# Forum Contacts & Links Timber, Tools & Hardware Suppliers  Factory Seconds and returns Tools

## nev25

I know this has been discussed before but I cannot seem yo find the thread
Can someone tell me the name and location of the shop in Melbourne that sells factory seconds and factory returned power tools 
I believe it is Thomas town on the Hume hwy 
I'm also lead to believe there is another one in Melbourne somewhere

----------


## DJ's Timber

Wasn't this discussed over in the Woodwork Forums? Have you tried searching there?

----------


## nev25

> Wasn't this discussed over in the Woodwork Forums?

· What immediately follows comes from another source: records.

PR #664, opened 2026-09-16
[AIGTWY-4690] Make Databricks AI Tools install opt-in, not default

david-siqi-liu:
`ug configure` auto-installed Databricks AI Tools for the configured agents (opt-out), which slowed managed launches and could fail (AIGTWY-4690). This makes the install off by default, with two rules:

- Workspace has an admin-managed config: skip the install entirely, even with `--enable`.
- Otherwise: opt in via `--enable-databricks-ai-tools` (the flag pair is kept, not deprecated).

The launch path never installs, and the interactive "Configure MCP servers, skills, and plugins?" prompt is unchanged.


src/ucode/agents/__init__.py
```diff
@@ -89,7 +90,14 @@ def install_databricks_ai_tools_for_agents(tools: list[str], state: dict) -> Non
...
     Gemini and Pi have no ``aitools`` support and are dropped.
     """
-    if state.get("databricks_ai_tools_enabled", True) is False:
+    if not state.get("databricks_ai_tools_enabled"):
+        return
+    # An admin's managed config governs the workspace, so ucode does not
+    # self-install AI Tools under one (may become a managed-config option later).
+    if refresh_managed_config(state).manifest is not None:
+        print_note(
+            "Skipping Databricks AI Tools: your workspace's managed config governs agent setup."
```
rohita5l: Can we avoid printing this ?

rohita5l (approved):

Have you tried searching there?

  Yeah Couldnt find it

----------


## Dan574

Im not sure of the name but its on Sydney Rd (Hume Hwy)campbellfield opposite the Ford factory.  3rd shop south of glenbarry rd on the inbound side of sydney rd, the shop is red and blue, next door to tradelink.  Hope this helps. 
Here is the google maps address, if you look at street view you can see it on the left,  http://maps.google.com.au/maps?f=q&h...53003489819606

----------


## malb

The other one was in East Ringwood, moved to Croydon a couple of years ago, and is apparently now gone.

----------


## wizard

I was relooking for the cheap tool address and found it courtesy of Dan574 and google map address. The street view that Dan574 mentions is fantastic. I am less likely to drive past when you know what you are looking for! It is easy to get distracted using google map with street view as you can go and have a look at all the old jobs you did! 
Cheers
Wizard

----------


## nev25

> It is easy to get distracted using google map with street view as you can go and have a look at all the old jobs you did! 
> Cheers
> Wizard

  LOL I know what you mean
I'M still Trying to figure out where I was on that day to see if I can see myself (Or my car)  
If you go to the tool shop we expect a report on the bargains you get (or at least see)

----------


## Dan574

thanks wizard. i do love technology.

----------